## Task input
★ ★ ★ ★ ★
PR #11, opened 2020-12-08
DBZ-2836 Invalid column name should fail connector with meaningful message

keweishang:
https://issues.redhat.com/browse/DBZ-2836

### DIFF
--- a/src/main/java/io/debezium/connector/vitess/connection/VStreamOutputMessageDecoder.java
+++ b/src/main/java/io/debezium/connector/vitess/connection/VStreamOutputMessageDecoder.java
@@ -322,7 +322,7 @@ public class VStreamOutputMessageDecoder implements MessageDecoder {
                 List<ColumnMetaData> columns = new ArrayList<>(columnCount);
                 for (short i = 0; i < columnCount; ++i) {
                     Field field = fieldEvent.getFields(i);
-                    String columnName = field.getName();
+                    String columnName = validateColumnName(field.getName(), schemaName, tableName);
                     String columnType = field.getType().name();
                     VitessType vitessType = VitessType.resolve(columnType);
                     if (vitessType.getJdbcId() == Types.OTHER) {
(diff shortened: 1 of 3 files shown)


src/main/java/io/debezium/connector/vitess/connection/VStreamOutputMessageDecoder.java
```diff
@@ -388,4 +388,25 @@ else if (uniqueKeyColumnName != null) {
 
         return tableEditor.create();
     }
+
+    private static String validateColumnName(String columnName, String schemaName, String tableName) {
```
rgibaiev, line 392: All this validation logic applied only when we serialize to AVRO format. I guess it is not the case when JSON is used to serialize events...

keweishang: As discussed offline, Vitess VStreamer's schema reloading [bug](https://vitess.slack.com/archives/C0PQY0PTK/p1607500147157900?thread_ts=1606817216.038500&cid=C0PQY0PTK) can cause the column name in the event to have `@` prefix. In this case, I think it’s better to fail than to send the corrupted row event with `@1` `@2` as column names.

gunnarmorling: Can we distinguish those really invalid column names from ones which just aren't Avro-compatible? For the latter, all other connectors support the [sanitize.field.names](https://debezium.io/documentation/reference/connectors/postgresql.html#postgresql-property-sanitize-field-names) option, which will replace any invalid character when using Avro. Ideally, we'd have the same option and behavior for Vitess, too. Then failing hard only on those bug-caused names would be ideal, I think.

keweishang: @gunnarmorling thanks for the suggestion. I'll double-check if Vitess Connector supports the [sanitize.field.names](sanitize.field.names) option. If not supported, I'll create a ticket to add the support for it.

But indeed, for this specific case, it is a Vitess schema reloading bug that causes the normal column names (e.g. `foo`, `bar`) to be anonymized (e.g. `@1`, `@2`).

keweishang: I'll also document this behavior in the Vitess Documentation once this PR is approved.

rgibaiev:
Agreed with Kewei to merge it into master for now. Once this bug is fixed on Vitess side (we hope it will get fixed), we will remove this logic from connector

rgibaiev (approved):

gunnarmorling:
Sounds good to me; is there anything you wanted to add to the docs, @keweishang? And could you log a follow-up issue for using the name sanitzer logic as known from other connectors? Thx!

gunnarmorling (approved):
Good to merge, waiting only to here back in regards to potential docs update.

keweishang:
Thanks. Today or tomorrow, I'll add the docs to warn users not to use column names with the `@` prefix. I'll also add a follow-up issue for testing (and adding if not supported) the [sanitize.field.names](https://github.com/debezium/debezium-connector-vitess/pull/sanitize.field.names) option, as known for other connectors.

gunnarmorling:
Ok, sweet. We plan to cut the 1.4.0.CR1 release on Wednesday, so those timelines nicely align.

keweishang:
Follow-up DBZ issue for the [sanitize.field.names](https://github.com/debezium/debezium-connector-vitess/pull/sanitize.field.names) option is added.

keweishang:
I've added the documentation in this [PR](https://github.com/debezium/debezium/pull/2014).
★ ★ ★ ★ ★
## Work request
With the first line being the one containing "List<ColumnMetaData> columns = new" and the last line the one containing "columnName = field.getName();", transcribe exactly the lines above that fall in that range.

## Solution to this task
                 List<ColumnMetaData> columns = new ArrayList<>(columnCount);
                 for (short i = 0; i < columnCount; ++i) {
                     Field field = fieldEvent.getFields(i);
-                    String columnName = field.getName();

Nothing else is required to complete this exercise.